■ Data records ■
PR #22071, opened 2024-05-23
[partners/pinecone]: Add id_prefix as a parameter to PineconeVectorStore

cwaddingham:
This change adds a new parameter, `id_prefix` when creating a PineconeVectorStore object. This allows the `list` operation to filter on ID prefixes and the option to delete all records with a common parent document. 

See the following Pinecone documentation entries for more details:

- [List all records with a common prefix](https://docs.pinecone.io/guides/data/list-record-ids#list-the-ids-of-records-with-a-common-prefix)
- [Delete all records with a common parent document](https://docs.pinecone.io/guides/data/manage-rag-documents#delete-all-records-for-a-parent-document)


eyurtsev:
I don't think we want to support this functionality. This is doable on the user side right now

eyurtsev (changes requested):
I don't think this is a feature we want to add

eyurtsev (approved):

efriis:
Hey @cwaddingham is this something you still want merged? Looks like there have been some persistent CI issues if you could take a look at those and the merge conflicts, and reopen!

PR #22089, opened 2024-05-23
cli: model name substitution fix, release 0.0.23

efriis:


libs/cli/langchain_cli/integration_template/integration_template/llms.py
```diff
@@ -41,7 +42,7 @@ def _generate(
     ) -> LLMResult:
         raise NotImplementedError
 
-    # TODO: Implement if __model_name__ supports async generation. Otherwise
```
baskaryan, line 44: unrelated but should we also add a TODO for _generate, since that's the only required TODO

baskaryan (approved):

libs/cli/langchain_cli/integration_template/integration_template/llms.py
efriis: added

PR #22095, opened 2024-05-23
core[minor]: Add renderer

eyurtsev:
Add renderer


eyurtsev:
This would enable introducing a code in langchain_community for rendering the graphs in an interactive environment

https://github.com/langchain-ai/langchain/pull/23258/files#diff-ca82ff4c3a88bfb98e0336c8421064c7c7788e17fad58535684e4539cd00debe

■ Exercise goal ■
Within the material above, show every line that includes "list".

■ Your response ■
This change adds a new parameter, `id_prefix` when creating a PineconeVectorStore object. This allows the `list` operation to filter on ID prefixes and the option to delete all records with a common parent document. 
- [List all records with a common prefix](https://docs.pinecone.io/guides/data/list-record-ids#list-the-ids-of-records-with-a-common-prefix)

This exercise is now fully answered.